— Action item —
Which of the lines below hold the word "unquoted"? Pull each of them out.

Entries taken from a collection:
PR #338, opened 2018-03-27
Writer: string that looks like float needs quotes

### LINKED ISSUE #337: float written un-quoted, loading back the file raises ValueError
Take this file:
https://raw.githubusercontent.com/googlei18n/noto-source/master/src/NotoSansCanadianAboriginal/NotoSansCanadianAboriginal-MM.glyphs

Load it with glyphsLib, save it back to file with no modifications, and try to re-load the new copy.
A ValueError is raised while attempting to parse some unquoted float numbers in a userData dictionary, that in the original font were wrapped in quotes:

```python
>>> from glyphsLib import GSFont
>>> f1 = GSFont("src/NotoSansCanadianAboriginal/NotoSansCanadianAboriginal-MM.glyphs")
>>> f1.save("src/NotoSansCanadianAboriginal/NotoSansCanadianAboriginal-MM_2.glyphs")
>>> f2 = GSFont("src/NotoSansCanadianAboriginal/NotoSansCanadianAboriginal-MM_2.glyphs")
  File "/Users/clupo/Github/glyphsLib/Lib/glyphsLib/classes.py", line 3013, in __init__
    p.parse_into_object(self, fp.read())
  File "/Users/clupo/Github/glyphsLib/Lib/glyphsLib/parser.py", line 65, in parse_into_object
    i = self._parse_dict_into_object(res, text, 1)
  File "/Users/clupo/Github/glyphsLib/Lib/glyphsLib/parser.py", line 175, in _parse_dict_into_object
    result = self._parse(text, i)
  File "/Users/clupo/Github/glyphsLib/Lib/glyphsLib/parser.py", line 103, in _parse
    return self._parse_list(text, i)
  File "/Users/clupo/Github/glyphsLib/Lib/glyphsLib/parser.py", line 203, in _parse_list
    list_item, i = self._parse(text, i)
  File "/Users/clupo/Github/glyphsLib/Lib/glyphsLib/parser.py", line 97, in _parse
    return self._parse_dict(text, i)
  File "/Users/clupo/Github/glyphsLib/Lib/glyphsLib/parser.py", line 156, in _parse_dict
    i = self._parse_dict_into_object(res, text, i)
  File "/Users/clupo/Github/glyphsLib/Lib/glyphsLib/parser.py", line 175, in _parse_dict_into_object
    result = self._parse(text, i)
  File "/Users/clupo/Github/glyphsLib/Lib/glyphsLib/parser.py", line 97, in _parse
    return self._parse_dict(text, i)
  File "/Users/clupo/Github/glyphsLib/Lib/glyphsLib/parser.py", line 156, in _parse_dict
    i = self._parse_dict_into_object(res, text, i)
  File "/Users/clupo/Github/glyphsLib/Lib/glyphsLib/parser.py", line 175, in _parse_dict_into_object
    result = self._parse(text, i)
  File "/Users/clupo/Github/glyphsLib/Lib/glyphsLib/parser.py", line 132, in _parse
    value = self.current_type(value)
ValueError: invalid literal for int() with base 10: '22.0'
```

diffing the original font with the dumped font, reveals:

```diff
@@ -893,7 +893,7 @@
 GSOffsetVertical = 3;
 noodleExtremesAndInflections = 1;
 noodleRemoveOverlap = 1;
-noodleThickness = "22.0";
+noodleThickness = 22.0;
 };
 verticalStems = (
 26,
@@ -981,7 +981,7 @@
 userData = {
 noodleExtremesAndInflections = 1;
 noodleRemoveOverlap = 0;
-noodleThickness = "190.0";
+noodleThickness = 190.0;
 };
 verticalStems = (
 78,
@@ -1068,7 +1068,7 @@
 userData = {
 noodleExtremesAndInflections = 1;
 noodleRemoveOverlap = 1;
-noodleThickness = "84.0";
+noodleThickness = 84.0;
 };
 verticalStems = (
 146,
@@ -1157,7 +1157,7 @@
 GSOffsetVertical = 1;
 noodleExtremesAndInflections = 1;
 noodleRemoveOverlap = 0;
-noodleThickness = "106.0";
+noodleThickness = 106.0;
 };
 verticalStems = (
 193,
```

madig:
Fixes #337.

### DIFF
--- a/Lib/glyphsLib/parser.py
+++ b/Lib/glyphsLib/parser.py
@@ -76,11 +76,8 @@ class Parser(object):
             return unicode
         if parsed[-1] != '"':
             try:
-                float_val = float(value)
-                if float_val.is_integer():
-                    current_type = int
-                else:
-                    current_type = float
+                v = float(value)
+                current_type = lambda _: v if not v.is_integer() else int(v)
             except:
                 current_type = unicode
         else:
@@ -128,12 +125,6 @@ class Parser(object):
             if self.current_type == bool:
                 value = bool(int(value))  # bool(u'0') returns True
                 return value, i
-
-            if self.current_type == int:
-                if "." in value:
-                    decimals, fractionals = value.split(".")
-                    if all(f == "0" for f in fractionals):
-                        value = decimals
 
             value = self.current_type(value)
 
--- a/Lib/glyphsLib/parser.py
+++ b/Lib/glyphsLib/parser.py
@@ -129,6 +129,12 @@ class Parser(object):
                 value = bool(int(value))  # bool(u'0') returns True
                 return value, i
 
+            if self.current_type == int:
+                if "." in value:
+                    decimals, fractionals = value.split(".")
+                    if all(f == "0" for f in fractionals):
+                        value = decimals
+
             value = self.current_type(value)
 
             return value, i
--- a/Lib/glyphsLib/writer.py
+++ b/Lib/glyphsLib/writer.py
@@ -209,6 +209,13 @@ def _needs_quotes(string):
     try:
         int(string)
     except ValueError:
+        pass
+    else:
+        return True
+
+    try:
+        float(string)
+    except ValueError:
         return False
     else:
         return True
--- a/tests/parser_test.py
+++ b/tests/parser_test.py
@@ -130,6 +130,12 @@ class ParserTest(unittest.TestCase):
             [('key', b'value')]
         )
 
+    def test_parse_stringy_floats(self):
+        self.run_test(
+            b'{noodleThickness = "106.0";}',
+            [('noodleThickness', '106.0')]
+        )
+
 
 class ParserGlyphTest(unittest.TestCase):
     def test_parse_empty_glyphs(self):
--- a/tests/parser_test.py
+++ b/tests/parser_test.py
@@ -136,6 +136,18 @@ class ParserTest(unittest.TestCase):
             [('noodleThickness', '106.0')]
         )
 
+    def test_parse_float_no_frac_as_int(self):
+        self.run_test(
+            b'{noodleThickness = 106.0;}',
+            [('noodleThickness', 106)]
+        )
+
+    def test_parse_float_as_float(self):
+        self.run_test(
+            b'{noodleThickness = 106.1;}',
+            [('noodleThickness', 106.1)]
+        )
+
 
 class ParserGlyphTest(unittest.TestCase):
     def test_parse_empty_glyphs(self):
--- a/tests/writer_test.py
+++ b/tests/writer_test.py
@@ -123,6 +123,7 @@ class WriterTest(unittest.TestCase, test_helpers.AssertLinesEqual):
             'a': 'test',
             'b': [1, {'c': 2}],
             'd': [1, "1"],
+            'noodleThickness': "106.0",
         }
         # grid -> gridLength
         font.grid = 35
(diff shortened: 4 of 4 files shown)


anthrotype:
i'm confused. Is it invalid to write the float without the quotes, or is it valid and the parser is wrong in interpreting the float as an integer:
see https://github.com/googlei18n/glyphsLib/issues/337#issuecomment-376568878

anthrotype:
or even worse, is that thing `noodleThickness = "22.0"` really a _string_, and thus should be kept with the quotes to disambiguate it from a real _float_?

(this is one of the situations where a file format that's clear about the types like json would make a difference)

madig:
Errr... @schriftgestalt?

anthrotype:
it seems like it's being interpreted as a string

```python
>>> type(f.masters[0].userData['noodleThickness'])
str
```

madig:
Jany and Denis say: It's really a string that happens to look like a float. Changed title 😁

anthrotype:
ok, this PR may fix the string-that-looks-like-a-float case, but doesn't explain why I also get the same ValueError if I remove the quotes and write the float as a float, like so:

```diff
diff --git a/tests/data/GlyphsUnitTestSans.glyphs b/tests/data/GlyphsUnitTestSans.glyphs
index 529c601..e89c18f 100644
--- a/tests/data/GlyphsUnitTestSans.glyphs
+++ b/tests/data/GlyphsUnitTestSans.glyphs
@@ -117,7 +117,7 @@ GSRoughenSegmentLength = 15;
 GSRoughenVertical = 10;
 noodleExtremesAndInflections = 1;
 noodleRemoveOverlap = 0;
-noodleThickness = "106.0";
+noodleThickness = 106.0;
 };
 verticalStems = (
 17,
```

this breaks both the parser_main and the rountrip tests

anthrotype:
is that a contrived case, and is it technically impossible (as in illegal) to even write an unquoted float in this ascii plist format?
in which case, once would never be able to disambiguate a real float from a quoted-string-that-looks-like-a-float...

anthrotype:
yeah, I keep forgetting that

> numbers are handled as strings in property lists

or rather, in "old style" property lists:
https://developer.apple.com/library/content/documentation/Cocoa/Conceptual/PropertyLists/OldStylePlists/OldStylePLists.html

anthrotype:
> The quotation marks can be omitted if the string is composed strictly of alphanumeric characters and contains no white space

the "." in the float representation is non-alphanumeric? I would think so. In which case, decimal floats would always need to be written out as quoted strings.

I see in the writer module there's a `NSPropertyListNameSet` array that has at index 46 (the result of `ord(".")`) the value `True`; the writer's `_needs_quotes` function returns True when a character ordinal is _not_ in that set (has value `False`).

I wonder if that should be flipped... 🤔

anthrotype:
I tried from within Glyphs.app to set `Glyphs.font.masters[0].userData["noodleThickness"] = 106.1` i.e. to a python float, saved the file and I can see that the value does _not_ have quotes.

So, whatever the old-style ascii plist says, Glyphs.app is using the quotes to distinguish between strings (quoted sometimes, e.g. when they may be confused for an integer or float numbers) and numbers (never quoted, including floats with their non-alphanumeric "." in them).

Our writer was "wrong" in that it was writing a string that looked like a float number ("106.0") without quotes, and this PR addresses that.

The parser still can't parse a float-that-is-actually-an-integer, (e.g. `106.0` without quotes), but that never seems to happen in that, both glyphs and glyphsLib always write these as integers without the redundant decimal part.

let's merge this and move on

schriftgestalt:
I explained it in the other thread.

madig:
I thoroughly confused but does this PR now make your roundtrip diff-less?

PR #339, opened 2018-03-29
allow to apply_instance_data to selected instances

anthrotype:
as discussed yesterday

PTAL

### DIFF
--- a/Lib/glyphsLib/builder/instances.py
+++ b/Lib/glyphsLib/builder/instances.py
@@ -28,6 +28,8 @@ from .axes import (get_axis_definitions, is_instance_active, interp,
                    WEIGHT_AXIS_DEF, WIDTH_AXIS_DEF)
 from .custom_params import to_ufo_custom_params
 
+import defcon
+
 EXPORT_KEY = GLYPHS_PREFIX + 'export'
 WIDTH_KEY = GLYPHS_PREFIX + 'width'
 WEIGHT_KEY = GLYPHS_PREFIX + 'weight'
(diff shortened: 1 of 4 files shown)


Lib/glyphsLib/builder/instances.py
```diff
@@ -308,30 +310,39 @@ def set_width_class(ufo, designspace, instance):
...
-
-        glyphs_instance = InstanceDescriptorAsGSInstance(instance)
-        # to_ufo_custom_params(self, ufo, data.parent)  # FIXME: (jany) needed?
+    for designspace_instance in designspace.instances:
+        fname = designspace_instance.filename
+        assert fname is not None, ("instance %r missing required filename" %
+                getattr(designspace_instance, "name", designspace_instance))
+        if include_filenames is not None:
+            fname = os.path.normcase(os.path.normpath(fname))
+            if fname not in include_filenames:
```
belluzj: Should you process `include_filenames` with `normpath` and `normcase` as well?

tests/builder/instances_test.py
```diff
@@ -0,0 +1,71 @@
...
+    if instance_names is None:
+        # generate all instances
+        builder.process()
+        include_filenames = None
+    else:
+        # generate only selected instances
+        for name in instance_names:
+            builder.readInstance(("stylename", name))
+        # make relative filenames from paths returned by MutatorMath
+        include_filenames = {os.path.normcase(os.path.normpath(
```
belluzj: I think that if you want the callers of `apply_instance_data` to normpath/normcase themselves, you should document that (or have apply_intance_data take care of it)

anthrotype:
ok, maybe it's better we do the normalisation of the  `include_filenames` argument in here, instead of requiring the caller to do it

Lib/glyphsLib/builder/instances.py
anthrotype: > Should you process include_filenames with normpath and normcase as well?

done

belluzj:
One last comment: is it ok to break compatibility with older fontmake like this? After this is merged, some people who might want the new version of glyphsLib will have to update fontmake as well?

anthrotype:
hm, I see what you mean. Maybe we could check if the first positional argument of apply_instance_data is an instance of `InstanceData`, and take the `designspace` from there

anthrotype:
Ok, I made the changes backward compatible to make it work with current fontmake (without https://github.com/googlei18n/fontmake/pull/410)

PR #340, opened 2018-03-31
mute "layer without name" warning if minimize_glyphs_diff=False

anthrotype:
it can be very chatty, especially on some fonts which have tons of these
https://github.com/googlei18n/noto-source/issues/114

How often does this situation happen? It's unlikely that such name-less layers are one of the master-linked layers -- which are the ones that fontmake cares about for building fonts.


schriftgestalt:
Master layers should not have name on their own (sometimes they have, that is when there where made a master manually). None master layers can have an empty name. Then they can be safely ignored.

— Output for this task —
A ValueError is raised while attempting to parse some unquoted float numbers in a userData dictionary, that in the original font were wrapped in quotes:
is that a contrived case, and is it technically impossible (as in illegal) to even write an unquoted float in this ascii plist format?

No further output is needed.